▸ WHAT THIS TASK INVOLVES
Exact repetition of every entry is required.
*** DATA FOR THIS TASK
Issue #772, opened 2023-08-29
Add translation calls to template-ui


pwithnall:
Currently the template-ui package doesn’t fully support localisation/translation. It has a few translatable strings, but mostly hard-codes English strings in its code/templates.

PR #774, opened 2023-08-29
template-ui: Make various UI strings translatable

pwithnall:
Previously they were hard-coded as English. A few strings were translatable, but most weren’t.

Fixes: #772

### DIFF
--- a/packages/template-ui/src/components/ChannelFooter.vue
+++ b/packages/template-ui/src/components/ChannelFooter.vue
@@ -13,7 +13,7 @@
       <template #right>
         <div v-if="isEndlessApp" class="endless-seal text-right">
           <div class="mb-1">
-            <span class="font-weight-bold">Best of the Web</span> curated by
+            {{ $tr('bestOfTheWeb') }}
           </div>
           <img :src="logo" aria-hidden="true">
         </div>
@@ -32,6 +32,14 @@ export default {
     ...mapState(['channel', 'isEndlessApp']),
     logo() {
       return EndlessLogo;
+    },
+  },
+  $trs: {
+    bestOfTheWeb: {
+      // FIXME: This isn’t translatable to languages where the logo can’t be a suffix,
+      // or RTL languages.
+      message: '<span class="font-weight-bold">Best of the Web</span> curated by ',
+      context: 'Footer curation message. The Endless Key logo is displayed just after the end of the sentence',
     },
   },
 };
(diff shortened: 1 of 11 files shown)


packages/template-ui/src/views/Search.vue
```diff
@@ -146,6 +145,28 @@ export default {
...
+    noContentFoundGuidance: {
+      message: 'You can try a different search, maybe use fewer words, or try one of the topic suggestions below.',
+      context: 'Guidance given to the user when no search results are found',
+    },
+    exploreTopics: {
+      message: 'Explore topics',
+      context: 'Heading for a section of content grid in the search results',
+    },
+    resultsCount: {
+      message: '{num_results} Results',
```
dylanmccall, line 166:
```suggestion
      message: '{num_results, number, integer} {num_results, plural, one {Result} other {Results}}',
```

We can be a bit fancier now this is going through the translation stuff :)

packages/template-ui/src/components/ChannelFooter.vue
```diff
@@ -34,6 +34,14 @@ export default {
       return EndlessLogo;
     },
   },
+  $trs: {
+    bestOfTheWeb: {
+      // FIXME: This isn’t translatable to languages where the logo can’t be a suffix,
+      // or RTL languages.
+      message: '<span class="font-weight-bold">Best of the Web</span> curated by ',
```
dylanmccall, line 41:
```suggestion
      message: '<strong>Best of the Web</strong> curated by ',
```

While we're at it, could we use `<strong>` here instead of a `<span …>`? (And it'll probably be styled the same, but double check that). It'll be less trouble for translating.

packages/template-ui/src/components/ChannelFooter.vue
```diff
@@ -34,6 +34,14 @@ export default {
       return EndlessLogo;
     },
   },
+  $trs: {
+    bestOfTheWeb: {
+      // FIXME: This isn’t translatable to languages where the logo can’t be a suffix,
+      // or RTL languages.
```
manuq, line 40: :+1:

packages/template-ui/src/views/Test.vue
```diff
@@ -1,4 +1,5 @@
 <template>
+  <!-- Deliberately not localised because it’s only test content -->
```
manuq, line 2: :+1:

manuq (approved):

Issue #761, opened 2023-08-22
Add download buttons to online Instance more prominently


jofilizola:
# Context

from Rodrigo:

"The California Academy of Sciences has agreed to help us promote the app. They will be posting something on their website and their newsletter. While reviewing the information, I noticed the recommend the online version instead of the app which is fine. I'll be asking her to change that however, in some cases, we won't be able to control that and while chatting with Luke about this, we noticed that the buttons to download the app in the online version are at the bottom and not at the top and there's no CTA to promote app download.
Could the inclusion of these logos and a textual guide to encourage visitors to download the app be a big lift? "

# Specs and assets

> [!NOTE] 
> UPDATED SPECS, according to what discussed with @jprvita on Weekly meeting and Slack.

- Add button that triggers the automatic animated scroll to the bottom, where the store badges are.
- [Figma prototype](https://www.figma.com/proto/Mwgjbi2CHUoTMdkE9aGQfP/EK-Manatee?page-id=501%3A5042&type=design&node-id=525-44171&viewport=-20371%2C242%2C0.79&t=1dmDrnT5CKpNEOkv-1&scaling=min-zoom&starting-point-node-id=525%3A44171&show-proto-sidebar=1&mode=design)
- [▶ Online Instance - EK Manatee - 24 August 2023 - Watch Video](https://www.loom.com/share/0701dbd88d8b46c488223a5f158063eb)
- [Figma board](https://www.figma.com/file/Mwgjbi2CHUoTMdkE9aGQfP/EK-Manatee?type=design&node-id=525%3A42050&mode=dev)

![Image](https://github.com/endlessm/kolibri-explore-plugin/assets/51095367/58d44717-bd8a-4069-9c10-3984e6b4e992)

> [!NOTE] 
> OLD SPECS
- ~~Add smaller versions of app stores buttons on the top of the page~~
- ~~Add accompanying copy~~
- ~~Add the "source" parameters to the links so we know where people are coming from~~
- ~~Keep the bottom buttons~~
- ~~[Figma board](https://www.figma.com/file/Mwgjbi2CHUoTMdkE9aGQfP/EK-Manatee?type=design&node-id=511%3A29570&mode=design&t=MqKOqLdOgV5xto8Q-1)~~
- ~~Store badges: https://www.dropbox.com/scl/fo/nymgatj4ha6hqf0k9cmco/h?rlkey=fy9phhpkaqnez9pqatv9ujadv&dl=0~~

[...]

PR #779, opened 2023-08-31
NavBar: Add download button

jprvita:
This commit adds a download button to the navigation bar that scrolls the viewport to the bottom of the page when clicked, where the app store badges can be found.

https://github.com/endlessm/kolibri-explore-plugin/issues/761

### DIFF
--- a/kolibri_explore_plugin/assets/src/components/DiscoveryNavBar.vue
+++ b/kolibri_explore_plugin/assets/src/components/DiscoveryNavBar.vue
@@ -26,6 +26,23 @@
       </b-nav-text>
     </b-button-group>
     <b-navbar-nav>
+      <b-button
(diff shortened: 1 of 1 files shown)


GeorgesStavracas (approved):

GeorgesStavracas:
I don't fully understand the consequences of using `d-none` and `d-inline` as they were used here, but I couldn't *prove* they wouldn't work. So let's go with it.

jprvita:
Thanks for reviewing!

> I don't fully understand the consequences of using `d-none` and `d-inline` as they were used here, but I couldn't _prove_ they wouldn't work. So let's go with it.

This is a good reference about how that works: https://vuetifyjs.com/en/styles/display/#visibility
******
▸ ANSWER TO THE PROBLEM
Issue #772, opened 2023-08-29
Add translation calls to template-ui


pwithnall:
Currently the template-ui package doesn’t fully support localisation/translation. It has a few translatable strings, but mostly hard-codes English strings in its code/templates.

PR #774, opened 2023-08-29
template-ui: Make various UI strings translatable

pwithnall:
Previously they were hard-coded as English. A few strings were translatable, but most weren’t.

Fixes: #772

### DIFF
--- a/packages/template-ui/src/components/ChannelFooter.vue
+++ b/packages/template-ui/src/components/ChannelFooter.vue
@@ -13,7 +13,7 @@
       <template #right>
         <div v-if="isEndlessApp" class="endless-seal text-right">
           <div class="mb-1">
-            <span class="font-weight-bold">Best of the Web</span> curated by
+            {{ $tr('bestOfTheWeb') }}
           </div>
           <img :src="logo" aria-hidden="true">
         </div>
@@ -32,6 +32,14 @@ export default {
     ...mapState(['channel', 'isEndlessApp']),
     logo() {
       return EndlessLogo;
+    },
+  },
+  $trs: {
+    bestOfTheWeb: {
+      // FIXME: This isn’t translatable to languages where the logo can’t be a suffix,
+      // or RTL languages.
+      message: '<span class="font-weight-bold">Best of the Web</span> curated by ',
+      context: 'Footer curation message. The Endless Key logo is displayed just after the end of the sentence',
     },
   },
 };
(diff shortened: 1 of 11 files shown)


packages/template-ui/src/views/Search.vue
```diff
@@ -146,6 +145,28 @@ export default {
...
+    noContentFoundGuidance: {
+      message: 'You can try a different search, maybe use fewer words, or try one of the topic suggestions below.',
+      context: 'Guidance given to the user when no search results are found',
+    },
+    exploreTopics: {
+      message: 'Explore topics',
+      context: 'Heading for a section of content grid in the search results',
+    },
+    resultsCount: {
+      message: '{num_results} Results',
```
dylanmccall, line 166:
```suggestion
      message: '{num_results, number, integer} {num_results, plural, one {Result} other {Results}}',
```

We can be a bit fancier now this is going through the translation stuff :)

packages/template-ui/src/components/ChannelFooter.vue
```diff
@@ -34,6 +34,14 @@ export default {
       return EndlessLogo;
     },
   },
+  $trs: {
+    bestOfTheWeb: {
+      // FIXME: This isn’t translatable to languages where the logo can’t be a suffix,
+      // or RTL languages.
+      message: '<span class="font-weight-bold">Best of the Web</span> curated by ',
```
dylanmccall, line 41:
```suggestion
      message: '<strong>Best of the Web</strong> curated by ',
```

While we're at it, could we use `<strong>` here instead of a `<span …>`? (And it'll probably be styled the same, but double check that). It'll be less trouble for translating.

packages/template-ui/src/components/ChannelFooter.vue
```diff
@@ -34,6 +34,14 @@ export default {
       return EndlessLogo;
     },
   },
+  $trs: {
+    bestOfTheWeb: {
+      // FIXME: This isn’t translatable to languages where the logo can’t be a suffix,
+      // or RTL languages.
```
manuq, line 40: :+1:

packages/template-ui/src/views/Test.vue
```diff
@@ -1,4 +1,5 @@
 <template>
+  <!-- Deliberately not localised because it’s only test content -->
```
manuq, line 2: :+1:

manuq (approved):

Issue #761, opened 2023-08-22
Add download buttons to online Instance more prominently


jofilizola:
# Context

from Rodrigo:

"The California Academy of Sciences has agreed to help us promote the app. They will be posting something on their website and their newsletter. While reviewing the information, I noticed the recommend the online version instead of the app which is fine. I'll be asking her to change that however, in some cases, we won't be able to control that and while chatting with Luke about this, we noticed that the buttons to download the app in the online version are at the bottom and not at the top and there's no CTA to promote app download.
Could the inclusion of these logos and a textual guide to encourage visitors to download the app be a big lift? "

# Specs and assets

> [!NOTE] 
> UPDATED SPECS, according to what discussed with @jprvita on Weekly meeting and Slack.

- Add button that triggers the automatic animated scroll to the bottom, where the store badges are.
- [Figma prototype](https://www.figma.com/proto/Mwgjbi2CHUoTMdkE9aGQfP/EK-Manatee?page-id=501%3A5042&type=design&node-id=525-44171&viewport=-20371%2C242%2C0.79&t=1dmDrnT5CKpNEOkv-1&scaling=min-zoom&starting-point-node-id=525%3A44171&show-proto-sidebar=1&mode=design)
- [▶ Online Instance - EK Manatee - 24 August 2023 - Watch Video](https://www.loom.com/share/0701dbd88d8b46c488223a5f158063eb)
- [Figma board](https://www.figma.com/file/Mwgjbi2CHUoTMdkE9aGQfP/EK-Manatee?type=design&node-id=525%3A42050&mode=dev)

![Image](https://github.com/endlessm/kolibri-explore-plugin/assets/51095367/58d44717-bd8a-4069-9c10-3984e6b4e992)

> [!NOTE] 
> OLD SPECS
- ~~Add smaller versions of app stores buttons on the top of the page~~
- ~~Add accompanying copy~~
- ~~Add the "source" parameters to the links so we know where people are coming from~~
- ~~Keep the bottom buttons~~
- ~~[Figma board](https://www.figma.com/file/Mwgjbi2CHUoTMdkE9aGQfP/EK-Manatee?type=design&node-id=511%3A29570&mode=design&t=MqKOqLdOgV5xto8Q-1)~~
- ~~Store badges: https://www.dropbox.com/scl/fo/nymgatj4ha6hqf0k9cmco/h?rlkey=fy9phhpkaqnez9pqatv9ujadv&dl=0~~

[...]

PR #779, opened 2023-08-31
NavBar: Add download button

jprvita:
This commit adds a download button to the navigation bar that scrolls the viewport to the bottom of the page when clicked, where the app store badges can be found.

https://github.com/endlessm/kolibri-explore-plugin/issues/761

### DIFF
--- a/kolibri_explore_plugin/assets/src/components/DiscoveryNavBar.vue
+++ b/kolibri_explore_plugin/assets/src/components/DiscoveryNavBar.vue
@@ -26,6 +26,23 @@
       </b-nav-text>
     </b-button-group>
     <b-navbar-nav>
+      <b-button
(diff shortened: 1 of 1 files shown)


GeorgesStavracas (approved):

GeorgesStavracas:
I don't fully understand the consequences of using `d-none` and `d-inline` as they were used here, but I couldn't *prove* they wouldn't work. So let's go with it.

jprvita:
Thanks for reviewing!

> I don't fully understand the consequences of using `d-none` and `d-inline` as they were used here, but I couldn't _prove_ they wouldn't work. So let's go with it.

This is a good reference about how that works: https://vuetifyjs.com/en/styles/display/#visibility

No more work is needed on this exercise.